O estado de degradação a que chegou a embarcação transformada em monumento à Arte Xávega e colocada na rotunda norte da praia do Furadouro chegou a um ponto sem retorno. O barco da companha Senhora da Graça, propriedade da Câmara Municipal de Ovar, desde 1981, tem uma proa partida e tombada.

O presidente da Câmara Municipal de Ovar, Salvador Malheiro, está a par do estado em que se encontra o barco que chegou a representar a região na Expo’98, em Lisboa.

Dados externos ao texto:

PR #1253, opened 2024-02-19
rpm: New callbacks to wrap whole rpm transaction

m-blaha:
There is currently no way for dnf5daemon user to find out when the rpm
transaction began and when it finished.
The change introduces two new callbacks on rpm::TransactionCallbacks class:

TransactionCallbacks::before_begin(int total)

    executed right before the rpm transaction is run
    parameter total contains number of elements in the rpm transaction.

TransactionCallbacks::after_complete(bool success)

    executed right after the rpm transaction finished
    parameter success indicates whether the transaction finished successfully.

These callbacks are then used in dnf5daemon-server to send respective signals
to the client.

For https://github.com/rpm-software-management/dnf5/issues/1189

Replaces https://github.com/rpm-software-management/dnf5/pull/1250
Originally opened on the main branch, but since it causes ABI breakage by adding new virtual methods to public class, moved here.

### DIFF
--- a/dnf5daemon-server/callbacks.cpp
+++ b/dnf5daemon-server/callbacks.cpp
@@ -125,6 +125,24 @@ sdbus::Signal DbusTransactionCB::create_signal_pkg(
 }
 
 
+void DbusTransactionCB::before_begin(uint64_t total) {
+    try {
+        auto signal = create_signal(dnfdaemon::INTERFACE_RPM, dnfdaemon::SIGNAL_TRANSACTION_BEFORE_BEGIN);
+        signal << total;
+        dbus_object->emitSignal(signal);
+    } catch (...) {
+    }
+}
+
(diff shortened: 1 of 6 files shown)


ppisar (approved):
Fine. ABI break confirmed.

ppisar:
What's the procedure with PRs against non-main? Do you want to merge it into dnf5-5.2.0.0 branch now? Be ware that merging this PR could close the referred issue.

ppisar (approved):
The code is good.
createrepo_c failure is unrelated.
dnf5daemon-tests are stuck somewhere in the infrastructure. Probably unrelated.
dnf5-tests passed.

ppisar:
I recommend you rerunning the tests to see results for dnf5daemon-tests before merging it.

Em Setembro passado, admitiu que o barco “não está em condições, mas estamos a analisar a situação e vamos, com certeza, recuperar o Senhora da Graça”.

Nos seus planos estava uma candidatura ao programa de Desenvolvimento Local de Base Comunitária Costeira (DLBC) da Comunidade Intermunicipal da Região de Aveiro (CIRA), no âmbito do Portugal 2020, mas o barco não aguentou e um eventual acto de malvadez pode ter apressado a sua destruição. O edil já mandou retirar o que resta da embarcação, assegurando que a Câmara Municipal vai continuar a utilizar a rotunda para homenagear a Arte Xávega com algo que “muito orgulhará a comunidade piscatória local”.

Recorde-se que a embarcação foi oferecida à Edilidade em 1998, pelo proprietário da companha “Senhora da Graça”, o arrais António Soares Maganinho, com o objectivo de representar a região na Expo’98.

Posteriormente, foi recuperado nas oficinas da Associação dos Amigos do Barco Moliceiro, na Murtosa, tendo sido colocado na rotunda norte do Furadouro, em 2002, como forma de homenagear a Arte Xávega que ainda se praticava em muitas praias da região. Em 2004, este barco foi abalroado por um automóvel tendo sido submetido a novos trabalhos de recuperação pela mesma associação.

Sensivelmente cinco anos depois, a embarcação recebeu novos procedimentos para obras de consolidação, desta vez na Cenário – Centro Náutico da Ria de Ovar.